Patroli Rutin Berujung Temuan di Tumpukan Pasir
Operasi tersebut merupakan bagian dari patroli rutin yang ditingkatkan untuk menekan peredaran narkoba di wilayah Pekanbaru. Tim yang beranggotakan sekitar sembilan orang bergerak ke lokasi pada sore hari. Saat tiba, suasana kampung terlihat lengang.
"Saat kami datang, kampung itu sepi, tidak ada orang. Hanya ada beberapa ibu-ibu di dalam rumah," ujar AKP Noki Loviko dalam keterangannya.
Awalnya, polisi tidak menemukan barang mencurigakan. Namun, tim tidak langsung berpuas diri. Mereka melakukan pemeriksaan secara teliti di sejumlah titik yang dicurigai. Kecurigaan akhirnya mengarah pada tumpukan pasir yang menggunung di depan salah satu rumah.
Gali Pasir, Temukan Kantong Kresek Hitam
Seorang personel kemudian mulai menggali gunungan pasir tersebut. Upaya itu membuahkan hasil. Beberapa kantong kresek warna hitam ditemukan terkubur di dalamnya.
"Kami yakin di situ ada narkoba, tetapi belum kami temukan saat itu. Sampai akhirnya kami temukan ada gundukan pasir, kemudian kami korek-korek, ternyata disembunyikannya narkoba itu di dalam pasir," jelas Noki.
Setelah seluruh kantong dikeluarkan dan diperiksa, petugas mendapati isinya berupa sabu, pil ekstasi, dan happy five. Jumlah pasti barang bukti masih dalam proses penghitungan oleh tim di lapangan.
Penghuni Rumah Mengaku Tak Tahu, Polisi Kembangkan Kasus
Polisi sempat menginterogasi ibu-ibu yang tinggal di rumah dengan gundukan pasir tersebut. Namun, perempuan itu mengaku tidak mengetahui adanya narkoba yang disembunyikan di depan rumahnya.
"Ibu-ibu itu kami tanya, mereka mengaku tidak tahu," ucap Noki.
Hingga saat ini, pemilik narkoba tersebut belum teridentifikasi. Kasatresnarkoba menegaskan bahwa pihaknya akan terus melakukan penyelidikan dan pengembangan kasus.
"Untuk pemiliknya ini masih dalam penyelidikan, kami akan terus mengembangkan pengungkapan ini. Dan untuk jumlah barang buktinya masih kami hitung," tuturnya.

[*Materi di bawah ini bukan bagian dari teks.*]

PR #1101, opened 2021-03-27
Added Echtfarbenbild VoGIS2020

ghaefele:
Current photo for Vorarlberg (Austria),


rbuffat:
@ghaefele Thanks for this PR!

Modus Berubah, Pelaku Tinggalkan Rumah
Kampung Dalam bukanlah lokasi yang asing bagi aparat. Wilayah ini beberapa kali menjadi sasaran penggerebekan karena kerap dijadikan tempat transaksi narkoba. Menurut Noki, dulunya para pelaku biasa bertransaksi di dalam rumah. Namun, setelah beberapa kali digerebek, mereka mulai mengubah pola.
Kini, transaksi lebih sering dilakukan di luar rumah, dan barang bukti pun disembunyikan di tempat-tempat yang tidak terduga, seperti di dalam tumpukan pasir.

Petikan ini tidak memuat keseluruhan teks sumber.